The Meaning of Life continued

from Maurice Friedman, p.240, To Deny our Nothingness
Self-realization cannot be made the goal without vitiating its very meaning
as the attainment of authentic existence. Such an existence cannot be measured
in terms of the self alone but in terms of the the meaning that the self attains
through giving itself ... to other selves and beings.

If one means by self-realization no more than its realizing the empirical self
that one is, then one is already at one's goal. If one means on the other hand
a self one has not yet become but can become, then one must still discover
which of the many selves one can become is one's "REAL" self.

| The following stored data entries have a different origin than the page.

PR #866, opened 2023-11-16
feat: allow options (listener or bindingAddress) with opts pattern

Dav-14:


libs/go-libs/httpserver/serverport.go
```diff
@@ -90,15 +90,50 @@ func StartServer(ctx context.Context, bind string, handler http.Handler, options
...
+
+func WithListener(listener net.Listener) serverOpts {
+	return func(server *server) {
+		server.listener = listener
+	}
+}
+
+func WithAddress(addr string) serverOpts {
+	return func(server *server) {
+		l, err := net.Listen("tcp", addr)
```
gfyrag, line 108: Put this inside StartServer function

Dav-14: In wich case ? In case the listener is not provided ?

"Potentiality" is essentially neutral. Only the direction of "potentiality" makes
it good or bad. Values cannot be based on self-realization or the realization
of man's powers. On the contrary, we cannot define ourselves or our
potentialities apart from the direction we give them, apart from what we
become in relation to others.

n response to this critique by Friedman, let us ask: Do Fromm and Maslow give us any direction at all toward which the development of one's potentialities should be oriented? Man has such a vast number of potentials - do they tell us at all which ones to develop, which ones are the most important? 

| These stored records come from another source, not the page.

PR #879, opened 2023-11-21
feat: Atlar connector and client

lwagner-getmomo:
# DESCRIPTION

This PR is currently a draft containing stubs.

The finished PR will contain an Atlar connector and an Atlar client (only as far as needed by the connector).

### DIFF
--- a/components/fctl/cmd/payments/connectors/install/atlar.go
+++ b/components/fctl/cmd/payments/connectors/install/atlar.go
@@ -1,0 +1,97 @@
+package install
+
+import (
+	"fmt"
+
+	"github.com/formancehq/fctl/cmd/payments/connectors/internal"
+	fctl "github.com/formancehq/fctl/pkg"
+	"github.com/formancehq/formance-sdk-go/pkg/models/operations"
+	"github.com/formancehq/formance-sdk-go/pkg/models/shared"
+	"github.com/pkg/errors"
+	"github.com/pterm/pterm"
+	"github.com/spf13/cobra"
+)
+
+type PaymentsConnectorsAtlarStore struct {
+	Success       bool   `json:"success"`
+	ConnectorName string `json:"connectorName"`
+}
+
+type PaymentsConnectorsAtlarController struct {
+	store              *PaymentsConnectorsAtlarStore
+	atlarAccessKeyFlag string
+	atlarSecretFlag    string
+}
+
+var _ fctl.Controller[*PaymentsConnectorsAtlarStore] = (*PaymentsConnectorsAtlarController)(nil)
+
+func NewDefaultPaymentsConnectorsAtlarStore() *PaymentsConnectorsAtlarStore {
+	return &PaymentsConnectorsAtlarStore{
+		Success: false,
+	}
+}
+
+func NewPaymentsConnectorsAtlarController() *PaymentsConnectorsAtlarController {
+	return &PaymentsConnectorsAtlarController{
+		store:              NewDefaultPaymentsConnectorsAtlarStore(),
+		atlarAccessKeyFlag: "access-key",
+		atlarSecretFlag:    "secret",
+	}
+}
+
+func NewAtlarCommand() *cobra.Command {
+	c := NewPaymentsConnectorsAtlarController()
+	return fctl.NewCommand(internal.AtlarConnector+" <access-key> <secret>",
+		fctl.WithShortDescription("Install an atlar connector"),
+		fctl.WithConfirmFlag(),
+		fctl.WithArgs(cobra.ExactArgs(2)),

Develop the powers of love and reason, says Fromm. Creativity, peak experiencing and B-love are emphasized by Maslow. These are very general aims which one would find hard to dispute, but they are a start. One would then have to consider Friedman's critique as being too harsh - neither Fromm nor Maslow are concerned only with the self in relationships to the self, but both are concerned too with the relationship of the self and the other - the ability to love.

Care, responsibility, knowledge and respect are all essential to loving another person says Fromm. The focus of the self-actualized individuals, says Maslow, is not the self but the problem or person at hand. Love is not motivated by personal need, but is freely given.

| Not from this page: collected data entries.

PR #945, opened 2023-12-04
feat(payments): add payments creation endpoint

paul-nicolas:


components/payments/cmd/api/internal/api/payments.go
```diff
@@ -38,6 +39,61 @@ type paymentAdjustment struct {
...
+
+		if payment.SourceAccountID != nil {
+			data.SourceAccountID = payment.SourceAccountID.String()
+		}
+
+		if payment.DestinationAccountID != nil {
+			data.DestinationAccountID = payment.DestinationAccountID.String()
+		}
+
+		err = json.NewEncoder(w).Encode(api.BaseResponse[paymentResponse]{
```
gfyrag, line 87: maybe use shared lib

gfyrag (approved):

components/payments/cmd/api/internal/api/payments.go
paul-nicolas: Good idea, I will do a PR to unify all endpoints to use shared libs as they are all using the json encoder like that if you're okay with that !

PR #989, opened 2023-12-11
fix(payments): Correctly determine status of payment in Atlar connector

lwagner-getmomo:
# DESCRIPTION

I talked to the guys over at Atlar about what their transaction statuses mean (the documentation is hard to find). After some clarifications, here are some fixes to `determinePaymentStatus()`.

### DIFF
--- a/components/payments/cmd/connectors/internal/connectors/atlar/task_fetch_payments.go
+++ b/components/payments/cmd/connectors/internal/connectors/atlar/task_fetch_payments.go
@@ -169,10 +169,12 @@ func determinePaymentStatus(item *atlar_models.Transaction) models.PaymentStatus
 		// which was not yet reconciled with a payment from the statement
 		return models.PaymentStatusPending
 	}
-	if item.Reconciliation.Status == atlar_models.ReconciliationDetailsStatusRECONCILED {
+	if item.Reconciliation.Status == atlar_models.ReconciliationDetailsStatusBOOKED {
+		// A payment comissioned with the bank, which was not yet reconciled with a
+		// payment from the statement
 		return models.PaymentStatusPending
 	}
-	if item.Reconciliation.Status == atlar_models.ReconciliationDetailsStatusBOOKED {
+	if item.Reconciliation.Status == atlar_models.ReconciliationDetailsStatusRECONCILED {
 		return models.PaymentStatusSucceeded
 	}
 	return models.PaymentStatusOther


components/payments/cmd/connectors/internal/connectors/atlar/task_fetch_payments.go
```diff
@@ -169,12 +169,17 @@ func determinePaymentStatus(item *atlar_models.Transaction) models.PaymentStatus
...
+	if item.Reconciliation.Status == atlar_models.ReconciliationDetailsStatusBOOKED {
+		// A payment comissioned with the bank, which was not yet reconciled with a
+		// payment from the statement
 		return models.PaymentStatusPending
 	}
-	if item.Reconciliation.Status == atlar_models.ReconciliationDetailsStatusBOOKED {
+	if item.Reconciliation.Status == atlar_models.ReconciliationDetailsStatusRECONCILED {
 		return models.PaymentStatusSucceeded
 	}
+	if item.Reconciliation.Status == "RETURNED" { // atlar_models is missing an enum value
```
lwagner-getmomo, line 180: This value is also not documented, but they told me it does exist.

components/payments/cmd/connectors/internal/connectors/atlar/task_fetch_payments.go
lwagner-getmomo, line 1: I'm still investigating on cancelled payments.

components/payments/cmd/connectors/internal/connectors/atlar/task_fetch_payments.go
lwagner-getmomo: Apparently there was some confusion about payments and transactions. The mapping works as follows

- Formance `Payment` -> Atlar `Transaction`
- Formance `Payment Initiation` -> Atlar `Payment`

The payment object on one platform does not equal the payment object on the other platform. That led to some confusion. This PR still fixes something I just understood. I will fix updating `Payment Initiation` status in another PR.

components/payments/cmd/connectors/internal/connectors/atlar/task_fetch_payments.go
lwagner-getmomo: There was some confusion as described in https://github.com/formancehq/stack/pull/989#discussion_r1422479323.

Payments fetched via the transactions API cannot have a status of `Cancelled`. Only payment initiations can be cancelled. They will be subject of another PR.

paul-nicolas (approved):

PR #999, opened 2023-12-12
feat: add scopes in static clients for inner stack communication

Dav-14:


paul-nicolas (approved):
Let's just confirm the depends on that are optional as mentionned by @gfyrag

PR #1055, opened 2023-12-19
chore: Update Helm for regions

flemzord:


components/operator/config/default/kustomization.yaml
```diff
@@ -14,9 +14,9 @@ namePrefix: formance-system-
 buildMetadata: [originAnnotations]
 
 resources:
-- ../crd
+#- ../crd
+#- ../manager
```
paul-nicolas, line 18: Still in comments ?

helm/regions/values.yaml
```diff
@@ -22,10 +26,57 @@ agent:
...
     authentication:
         mode: bearer
         issuer: https://app.formance.cloud/api
         clientID: "REGION_ID"
-        clientSecret: ""
\ No newline at end of file
+        clientSecret: "REGION_SECRET"
+
+# External Services
+nats:
```
Dav-14, line 39: maybe let the user enabling them individually OR with the demo flag ?

components/operator/Earthfile
```diff
@@ -67,17 +67,14 @@ generate:
 helm-update:
     FROM core+builder-image
     RUN curl -s https://raw.githubusercontent.com/kubernetes-sigs/kustomize/master/hack/install_kustomize.sh | bash -s -- 4.5.4 /bin
-
     WORKDIR /src
     COPY --pass-args (+manifests/config) /src/config
     COPY --dir helm hack .
-
+    RUN rm -f helm/templates/crd/*
```
gfyrag, line 73: Why move this code BEFORE the kustomize build?
The file will not be removed at the end.

gfyrag (approved):

PR #1065, opened 2023-12-21
feat: Update Helm for regions & Add docs for CRD

flemzord:


components/operator/config.yaml
```diff
@@ -0,0 +1,17 @@
+processor:
```
gfyrag, line 1: can you rename this file?

gfyrag (approved):

PR #1101, opened 2024-01-08
feat: Add new Docker Image (scratch)

flemzord:


Earthfile
```diff
@@ -60,7 +60,7 @@ openapi:
     END
     FOR component IN $(cd ./ee && ls -d */)
         COPY (./ee/$component+openapi/src/ee/$component) /src/ee/$component
-    ENDle
```
gfyrag, line 63: :O

Earthfile
```diff
@@ -60,7 +60,7 @@ openapi:
...
+    END
     RUN toto
```
gfyrag, line 64: toto?

ee/gateway/scratch.Dockerfile
```diff
@@ -0,0 +1,10 @@
+FROM alpine:latest as certs
+RUN apk --update add ca-certificates
+
+FROM scratch
+COPY --from=certs /etc/ssl/certs/ca-certificates.crt /etc/ssl/certs/ca-certificates.crt
+ADD https://raw.githubusercontent.com/formancehq/stack/main/ee/gateway/Caddyfile /etc/caddy/Caddyfile
```
gfyrag, line 6: Use main is dangerous!

gfyrag: Why not using file from filesystem?

PR #1132, opened 2024-01-17
fix(payments): fix atlar external ID when creating a payment

paul-nicolas:
## Description

When creating an Atlar payment, we want to serialize the external ID with the number of retries of the transfer, and not the length of the adjustements which changes if the payments is created on Atlar side, hence the error that the payment was not found when searching to update the status.


gfyrag (approved):

lwagner-getmomo:
I tested this and it worked as intended 🚀🎉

Likewise, Krishnamurti, with his emphasis on self-observation, is not concerned with self-expansion, but with self-forgetfulness. He stresses preoccupation with the self only as a means to understanding oneself, which is in turn a means toward the greater end of transcending the self, responding to the world and other person's with awareness, receptiveness and love.

It is easy to see how Fromm, Maslow and Krishnamurti's emphasis upon the SELF can lead us to assume that for them the self is an end. But while analytical concern with the problem of the self is their starting point, man's involvement with the world is indeed their end (although unstated) concern..

Frankl expresses the relationship between self-actualization and self-transcendence more clearly than do any of the other meaning of life philosophers. In Man's Search for Meaning, he wrote:

"The true meaning of life is to be found in the world rather than within man or his own psyche, as though it were a closed system.... Human experience is essentially self-transcendence rather than self-actualization. Self-actualization is not a possible aim at all, for the simple reason that the more a man would strive for it, the more he would miss it.... In other words, self-actualization cannot be attained if it is made an end in itself, but only as a side effect of self-transcendence."  (p.175)

Synthesizing the approaches of all these thinkers in the light of Frankl's statement, we might regard self-actualization as achieved through self-transcendence, and indeed a by-product of self- transcendence. At the same time, the striving for self-actualization is a means to self-transcendence, for in order to transcend oneself one must first be preoccupied enough with self-actualization to determine one's values and integrate them into one's life.

Thus we have a process which repeats itself over and over - from self-concern to self-integration to self-transcendence, through a loving commitment in the world. The results for the individual are twofold: the experience of self-actualization, and the satisfaction of deeds well done.